Hi all, I'm currently trying to work off part of a paper (found here) involving processing some ChIP-seq data for histone modifications (ie H3K4me1). At one point (under "Histone Modication Inputs, Normalization, Preprocessing") the authors say:

The ChIP-seq reads of these histone modifications were binned into 100bp intervals and normalized against its corresponding inputs by using an RPKM (reads per kilobase per million) measure.

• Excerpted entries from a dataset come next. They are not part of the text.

PR #100346, opened 2025-12-02
drivers: adc: npcx: add adc and v2t driver support for npck3

alvsun:
Add ADC and ADC-V2T support for npck3.

### DIFF
--- a/drivers/adc/adc_npcx.c
+++ b/drivers/adc/adc_npcx.c
@@ -108,6 +108,13 @@ struct adc_npcx_data {
 	 * of this sequence.
 	 */
 	uint32_t channels;
+
+	/* Bit-mask indicating the V2T channels
+	 * 0: adc raw mode
+	 * 1: adc v2t mode
+	 */
+	uint32_t v2t_channels_msk;
+
 	/* ADC Device pointer used in api functions */
 	const struct device *adc_dev;
 	uint16_t *buffer;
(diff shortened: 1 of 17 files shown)


drivers/adc/adc_npcx.c
```diff
@@ -164,6 +171,83 @@ static inline void adc_npcx_config_channels(const struct device *dev, uint32_t c
...
+	 */
+	inst->ADCCNF &= ~BIT(NPCX_ADCCNF_INTECCEN);
+
+	/* Enable ADC temperature end of cyclic conversion event interrupt */
+	inst->V2T_CTRL |= BIT(NPCX_V2T_CTRL_TINTCC_EN);
+
+	/* Enable the voltage to temperature function */
+	inst->V2T_CTRL |= BIT(NPCX_V2T_CTRL_TEMP_EN);
+
+	LOG_DBG("ADC termperature channel TEMP_CH is %#x\n", inst->TEMP_CH);
```
fabiobaltieri: drop the \n, LOG macros add a newline automatically

drivers/adc/adc_npcx.c
```diff
@@ -323,26 +451,37 @@ static void adc_npcx_start_scan(const struct device *dev)
...
-		LOG_DBG("Start ADC scan conversion and ADCCNF,ADCCS are (%04X,%04X)\n",
-			inst->ADCCNF, inst->ADCCS);
+		LOG_DBG("ADC scan channels ADCCS is (%04X)", inst->ADCCS);
 	}
+
+#ifdef CONFIG_ADC_V2T_NPCX
+	uint32_t v2t_ch_en_msk;
+
+	/* Apply V2T setting if V2T channel is configured */
+	v2t_ch_en_msk = (data->channels & data->v2t_channels_msk);
```
fabiobaltieri: nit: the parenthesis are redundant here, drop

drivers/sensor/nuvoton/nuvoton_adc_v2t_npcx/adc_v2t_npcx.c
```diff
@@ -0,0 +1,167 @@
...
+	int ret = 0;
+
+	if (chan != SENSOR_CHAN_AMBIENT_TEMP) {
+		return -ENOTSUP;
+	}
+
+	switch ((uint16_t)attr) {
+	case SENSOR_ATTR_NPCX_V2T_CHANNEL_CFG:
+		/* Set V2T channel bit-mask */
+		ret = adc_npcx_v2t_set_channels(config->adc_dev, (uint32_t)val->val1);
```
fabiobaltieri, line 57: the error handling here is a bit odd, I'd suggest:
- drop the initializer from `int ret`
- here check the return value and return immediately if there's an error, can't see why you'd want to continue with the rest of the function if this fails
- change the default case to return directly `return -ENOTSUP`
- change the normal return to `return 0` so ret is only used in call and checks

same for attr_get

drivers/adc/adc_npcx.c
alvsun: Done

drivers/adc/adc_npcx.c
alvsun: Done

drivers/sensor/nuvoton/nuvoton_adc_v2t_npcx/adc_v2t_npcx.c
alvsun: Done

fabiobaltieri (approved):

MulinChao (approved):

I'm a bit confused as to how this could be replicated and what it means. My initial thought was to use a tool like deeptools bamCoverage to get a normalized (RPKM) value for 100bp bins. However, my understanding is that this is a normalization for sequencing depth - not a normalization against the ChIP-seq input. I thought I should then use bamCompare to compare the input vs targeted ChIP-seq, but it occurs to me that this will give me a ratio, not a RPKM value per bin. Could anyone explain what they mean by "normalized against it's corresponding inputs" in this case? Sorry if any of this is naive, I'm new to this and appreciate any help.

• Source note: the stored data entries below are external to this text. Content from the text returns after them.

PR #100349, opened 2025-12-02
arch: arm: mpu: v8: add REGION_IO_ATTR for Cortex-M

bjarki-andreasen:
Add REGION_IO_ATTR for ARM MPU v8 Cortex-M

### DIFF
--- a/include/zephyr/arch/arm/mpu/arm_mpu_v8.h
+++ b/include/zephyr/arch/arm/mpu/arm_mpu_v8.h
@@ -259,6 +259,16 @@
 		IF_ENABLED(CONFIG_ARM_MPU_PXN, (.pxn = !PRIV_EXEC_NEVER,))			   \
 	}
 
+/** @cond INTERNAL_HIDDEN */
+#define REGION_IO_ATTR(base, size)                                                                 \
+	{                                                                                          \
+		.rbar = NOT_EXEC | P_RW_U_NA_Msk,                       /* AP, XN (SH ignored) */  \
+		.mair_idx = MPU_MAIR_INDEX_DEVICE,                      /* Cache-ability */        \
+		.r_limit = REGION_LIMIT_ADDR(base, size),               /* Region Limit */         \
+		IF_ENABLED(CONFIG_ARM_MPU_PXN, (.pxn = PRIV_EXEC_NEVER,))                          \
+	}
+/** @endcond */
+
 #if defined(CONFIG_ARM_MPU_PXN)
 /* Use this attr to define an MPU region in RAM that has code intended to be executed in
  * un-privileged mode but not in privileged mode.


wearyzen (dismissed):

include/zephyr/arch/arm/mpu/arm_mpu_v8.h
```diff
@@ -250,6 +250,14 @@
 		IF_ENABLED(CONFIG_ARM_MPU_PXN, (.pxn = !PRIV_EXEC_NEVER,))			   \
 	}
 
+#define REGION_IO_ATTR(base, size)                                                                 \
+	{                                                                                          \
+		.rbar = NOT_EXEC | P_RW_U_RW_Msk | OUTER_SHAREABLE_Msk, /* AP, XN, SH */           \
```
mathieuchopstm: On ARMv7-M, `REGION_IO_ATTR` is not accessible to user, which I think is more sensible as arbitrary MMIO operations could be used to compromise the kernel (e.g., use a DMA to overwrite your thread's credentials):
https://github.com/zephyrproject-rtos/zephyr/blob/4e62f0510c93b72de3a62f1795facf6cf048b63b/include/zephyr/arch/arm/mpu/arm_mpu_v7m.h#L134

Also, `OUTER_SHAREABLE_Msk` is useless as these bits are ignored for Device memory (DDI0553B):
>**D1.2.171 MPU_RBAR, MPU Region Base Address Register**
>
>SH, bits [4:3]
>Shareability. Defines the Shareability domain of this region for Normal memory.
>...
>For any type of Device memory, the value of this field is ignored.

>**B7.11 Device memory**
>
>*RLDDN* Device memory is always treated as shareable.

```suggestion
		.rbar = NOT_EXEC | P_RW_U_NA_Msk, /* AP, XN (SH ignored) */           \
```

bjarki-andreasen: I see, commited and rebased

mathieuchopstm (dismissed):

include/zephyr/arch/arm/mpu/arm_mpu_v8.h
mathieuchopstm, line 1: CI is complaining due to lack of documentation on the new symbol.

Since this is a private header(?), I suggest wrapping it between a `/** @cond INTERNAL_HIDDEN */` + `/** @endcond */` pair which should silence the warning.

bjarki-andreasen: Let's try

mathieuchopstm (approved):

include/zephyr/arch/arm/mpu/arm_mpu_v8.h
mathieuchopstm: I was thinking about having it right/above the `#ifndef _ASMLANGUAGE` instead such that the issue doesn't appear next time header is modified, but fine by me like that.

wearyzen (approved):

The idea is that you bin ChIP and Input into the same bins/intervals. Then you normalize the reads overlapping the bins by RPKM for both ChIP and Input. Doing so, you account for differences in sequencing depth (not discussing now if RPKM is a good choice, because there are multiple posts and papers out on this). After normalizing, you could use the log2-ratio between the bins as a measurement of enrichment over input. Better and more elaborate approaches are e.g. the BioC package csaw, which also relies on a binning/sliding window strategy, while applying elaborate statistics and control of false-discovery rate. It also has a outstandingly comprehensive manual that is worth reading.